1, 数据标准化：decostand(data, “normalize”)
2, 计算欧式距离：vegdist(data, “euc”)，或者dist()
3, 不同聚类方法

3.1 Hierarchical Clustering Based on Links Single Linkage Agglomerative Clustering: hclust(distance, method = “single”) Complet Linkage Agglomerative Clustering: hclust(distance, method = “complete”)

3.2 Average Agglomerative Clustering UPGMA best-known method: hclust(distance, method = “average”) 还有其他几种average clustering: UPGMC“centroid”, WPGMA“mcquitty”, WPGMC“median”

3.3 Ward’s Minimus Variance Clustering Based on the linear model criterion of least squares. method = “ward”

4,解释聚类结果

Cophenetic Correlation 表型相关，the distance where the two objects become
members of the same group.

聚类的case是每一行的名称，如果是直接在excel里读取的话，存成csv格式，用read.csv(“testdata.csv”, row.names=1)读取，里面数据均参与计算相似系数矩阵。

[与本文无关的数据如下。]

Issue #87, opened 2021-12-20
Save the portfolio on UI update. 


fgregg:
If the user makes a change to the portfolio in the UI, save the changes.

PR #98, opened 2022-01-10
Stand up Django REST Framework

hancush:
## Overview

See title. I set this up in service of persisting portfolios (#87), but I think it will be useful to #93 and potentially other features, as well.

## Testing Instructions

* tk

### DIFF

目前觉得single方法是最合适的，是最近相邻法聚类，能够较好的把不同类别的品种分为多类。

4.2 聚类作图

dis.kenli.high = vegdist(decostand(kenli.high.mean, "normalize"), "euc")
dis.kenli.med = vegdist(decostand(kenli.med.mean, "normalize"), "euc")
dis.kenli.low = vegdist(decostand(kenli.low.mean, "normalize"), "euc")

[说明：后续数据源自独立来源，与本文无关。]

Issue #94, opened 2022-01-10
Edit assets from phase ui


smcalilly:
The asset selection tool needs to be associated with a phase and accessible through the phase form UI.

Should be able to
- select a phase
- then access the asset tool

smcalilly:
@fgregg Two questions:

1. With this change, do we still need the "Assets" tab in the UI?
![Screen Shot 2022-01-26 at 9 59 03 AM](https://user-images.githubusercontent.com/38969506/151199077-c854d9ab-3eb5-4ccc-a477-81951e775c10.png)

2. Will [the assets list view](https://app.moqups.com/oyzaWsCDbsZ7xXShLNvzgbpzpBoQ8D1s/edit/page/ad64222d5) link from a phase, too? How would a user access that? I'm wondering what the sequence is (phase -> link to the edit tool, then a link to the list view?) Maybe that page isn't even necessary since we have a list of the assets in the asset tool?

fgregg:
i think we don't need the assets tab in the UI. 

i think on the phase view, we might want a map, and then maybe not a separate listing?

PR #110, opened 2022-01-26
Associate the asset tool with a phase

smcalilly:
## Overview
See title. For issue #94. I also changed the LocalAsset.phase relationship to a `ForeignKey` instead of a `ManyToManyField`.

### Demo
phase-assets

### Notes
This PR is still using the prototype's map UX. Those changes are to come with the relevant issues.

## Testing Instructions
- Visit review app: https://ccfp-asset-d-phase-asse-ffhjgx.herokuapp.com/
- Login with the "ccfp-asset-dashboard test user" credentials in the LastPass shared folder.
- Select a project and go to the phases page.
- Select a phase.
- Click "edit assets" in the top left corner.
- Search for some assets. Save them.
- Make sure the assets load.
- Leave the page and come back via the phase edit page. Make sure your saved assets load in the map.


asset_dashboard/views.py
```diff
@@ -275,17 +275,23 @@ class AssetAddEditView(LoginRequiredMixin, TemplateView):
...
         context = super().get_context_data(**kwargs)
 
-        context['project'] = Project.objects.get(id=self.kwargs['pk'])
+        phase = Phase.objects.get(id=self.kwargs['pk'])
+
+        context.update({
+            'phase': phase,
+            'project': Project.objects.filter(phases=phase)[0],
+            'props': {
+                'phase_id': phase.id
```
smcalilly, line 284: need this in `context['props']` so we can access the phase id in the react component.

asset_dashboard/serializers.py
```diff
@@ -92,6 +93,10 @@ def get_geom(self, obj):
 class LocalAssetWriteSerializer(BaseLocalAssetSerializer):
     geom = GeometryField()
 
+    def create(self, validated_data):
+        phase = validated_data.pop('phase')
```
fgregg, line 97: why do you need this? why doesn't

```
LocalAsset.objects.create(**validated_data)
```

not just work

fgregg (changes requested):
looking very clean! do have one question.

asset_dashboard/serializers.py
smcalilly: good question. that was left over from working through this code. it works without overriding the create method, changed here: bf1976c

fgregg (approved):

kenli.high.single = hclust(dis.kenli.high, method = "single")
kenli.med.single = hclust(dis.kenli.med, method = "single")
kenli.low.single = hclust(dis.kenli.low, method = "single")

plot(kenli.high.single)

plot(kenli.med.single)

plot(kenli.low.single)

5 小结

树高、胸径、冠幅有时候并不完全一致，使用PCA能从整体的角度找到优良品种；聚类可以直观把这些品种分成不同的团伙。
数据整理过程中，对r语言不熟悉的话，不如用数据透视表快。
以上分析为了试试用blogdown写博客并用hugo挂网上，检验图能出现，格式正确。
真是太方便了，R分析，网站表达，直接打通了。